This posting was originally a short speech given to students at the University of St. Thomas Law School on February 29.
We will all miss the unique and iconic personality of the late Justice Antonin Scalia. Few if any Supreme Court Justices have been gifted with such charm, humor, charisma and pizzazz. He was a man of great faith; a brilliant and memorable writer; a witty raconteur; a powerful and bracing intellect. He argued law, as he lived life, with passion and gusto. In his impact on the American public, he was in a class of his own: among the Justices of the past, perhaps only Oliver Wendell Holmes, Jr., Robert Jackson, and Thurgood Marshall can be compared to him. One might even say, with all due deference to Senator Cruz, that Justice Scalia was the living epitome of New York values.

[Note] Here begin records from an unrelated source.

Issue #439, opened 2024-09-17
denote-rename-file and associated commands (denote-rename-file-keywords) replace formatting of the title with sluggified title


hapst3r:
Hej prot,

as a new phenomenon, I noticed that when I rename a filebuffer I am currently working on by adding keywords with `denote-rename-file-keywords`, my formatting gets overwritten with the sluggified title. I tried searching if this is intended behaviour (functions/variables, release notes) but couldn't find anything related.

This is what my front matter is supposed to look like:
```
#+title:      AS Gaza, Rudner: Gaza ist in uns, wir sind in Gaza
#+date:       [2024-09-17 Di 09:50]
#+filetags:   :innenpolitik:
#+identifier: 20240917T095025
```

This is what my front matter looks like after adding a keyword using `denote-rename-file-keyword`:
```
#+title:      as-gaza-rudner-gaza-ist-in-uns-wir-sind-in-gaza
#+date:       [2024-09-17 Di 09:50]
#+filetags:   :innenpolitik:krieg:
#+identifier: 20240917T095025
```

Since I use `denote-rename-buffer-mode`, I find this sluggification undesirable, because it takes away from the readability afforded by automatic buffer renaming.

Have a good day :)

jeanphilippegg:
This is not desirable.

What version of Denote are you using? I cannot reproduce this on my end.

Can you give the steps you are doing to get this behavior? For example, here is one of my tests:

1- Call `denote` to create a note with title "A note".
2- Save the note.
3- With the note still open, call `denote-rename-file-keywords` and add a keyword.

Also, can you evaluate this while inside the problematic note (using `M-:`) and share the output?

```emacs-lisp
(denote-retrieve-front-matter-title-value buffer-file-name 'org)
```

protesilaos:
> From: Jean-Philippe Gagné Guay ***@***.***>
> Date: Tue, 17 Sep 2024 17:22:50 -0700
>
> This is not desirable.
>
> What version of Denote are you using? I cannot reproduce this on my end.

I cannot reproduce it on my end either.

-- 
Protesilaos Stavrou
https://protesilaos.com

LukasCBossert:
I had this issue as well, but with the latest update I cannot reproduce it either.

hapst3r:
> This is not desirable.
> 
> What version of Denote are you using? I cannot reproduce this on my end.
> 
> Can you give the steps you are doing to get this behavior? For example, here is one of my tests:
> 
[...]

PR #445, opened 2024-09-21
Use file-truename to handle symbolic links (issue #439)

jeanphilippegg:
This fixes the issue that I could reproduce in #439.


protesilaos:
Merged, thank you!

But we are here to discuss his influence on the law, especially on constitutional law. And for all his great and varied gifts, his long tenure on the supreme bench, and the vigor and clarity of his opinions, his influence on constitutional law, at least judged from our current perspective, was very limited.
The two doctrines one associates most closely with Scalia’s jurisprudence are, of course, originalism and textualism. Others on this panel will no doubt discuss them, and I will say something about them a bit later. But what I want to consider briefly here is another important but neglected strand in his jurisprudence: his use of custom or tradition in constitutional adjudication. This aspect of his jurisprudence is, in my view, the most distinctively conservative element of it. There is no inherent connection between textualism or originalism and conservatism, but there is such a connection between custom and conservatism.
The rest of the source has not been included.